LaRouche Cites Historic Turkish Role Versus Sykes-Picot as Key to Understanding Current Syria-Israel Diplomacy

23 May 2008

MAY 21, 2008 (LPAC)--American statesman Lyndon LaRouche, who has been promoting the Israel-Syria peace track as the key to shifting the dynamic in the entire Southwest Asia region, commented today on the recently announced Israel-Syria talks, mediated through the Turkish government. Israeli and Syrian negotiators just completed three days of indirect talks in Ankara, sponsored by the Turkish foreign ministry. All sides said they were pleased with the progress, and expect further talks to take place soon. LaRouche underscored the significance of the Turkish role, citing the late Turkish leader Mustafa Kemal Ataturk's (1881-1938) pivotal role in combatting the Anglo-French Sykes-Picot Treaty, which sought to carve up the former Ottoman Empire into French and British colonial spheres of control, in the aftermath of World War I. Ataturk countered the Anglo-French machinations by negotiating a firm border agreement with Syria, and this assertion of the sovereign power of the governments of the region set a precedent, that is now, once again, being pursued, with the triangular diplomacy, aimed at securing a permanent peace between Israel and Syria.
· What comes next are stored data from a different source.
PR #826, opened 2025-02-24
fix/feat(torture): handle panics

gabriele-0201:
Add utilities to handle panics (`Box<dyn Any + Send>`) and forward
them to the supervisor when they happen within the agent.

### DIFF
--- a/torture/src/agent.rs
+++ b/torture/src/agent.rs
@@ -17,9 +17,12 @@ use tokio_stream::StreamExt as _;
 use tokio_util::codec::{FramedRead, FramedWrite, LengthDelimitedCodec};
 use tracing::trace;
 
-use crate::message::{
-    self, CommitPayload, Envelope, InitOutcome, KeyValueChange, OpenOutcome, OpenPayload, Outcome,
-    RollbackPayload, ToAgent, ToSupervisor, MAX_ENVELOPE_SIZE,
+use crate::{
+    message::{
+        self, CommitPayload, Envelope, InitOutcome, KeyValueChange, OpenOutcome, OpenPayload,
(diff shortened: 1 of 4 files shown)


torture/src/agent.rs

In September 2007, Lyndon LaRouche had called for Syria and Israel to reach a peace agreement, arguing that such a peace deal, which the two countries nearly reached in 1994 and, again, in 2000, could shift the entire dynamic of the region in a more positive direction. At the November 2007 Annapolis, Maryland Middle East peace conference, Russia proposed to host a follow-up conference sometime in 2008, to focus primarily on the Syria-Israel peace track. Vice President Dick Cheney and National Security Council Middle East head Elliot Abrams have insisted that the Assad regime in Damascus must be replaced, and have pressed for Syria's total diplomatic and economic isolation. The Turkish-mediated Syria-Israel talks represent a direct repudiation of the Cheney-Abrams--and British policy.